*** Dataset excerpts ***

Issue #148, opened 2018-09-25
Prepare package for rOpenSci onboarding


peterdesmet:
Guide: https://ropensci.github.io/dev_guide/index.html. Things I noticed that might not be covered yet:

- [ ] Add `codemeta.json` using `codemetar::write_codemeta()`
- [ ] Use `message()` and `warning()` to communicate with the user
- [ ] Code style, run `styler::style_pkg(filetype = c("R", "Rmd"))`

*** End of Dataset excerpts ***

Requirement:
The listing above should be returned in full, exactly as shown.

Exercise response:
Issue #148, opened 2018-09-25
Prepare package for rOpenSci onboarding


peterdesmet:
Guide: https://ropensci.github.io/dev_guide/index.html. Things I noticed that might not be covered yet:

- [ ] Add `codemeta.json` using `codemetar::write_codemeta()`
- [ ] Use `message()` and `warning()` to communicate with the user
- [ ] Code style, run `styler::style_pkg(filetype = c("R", "Rmd"))`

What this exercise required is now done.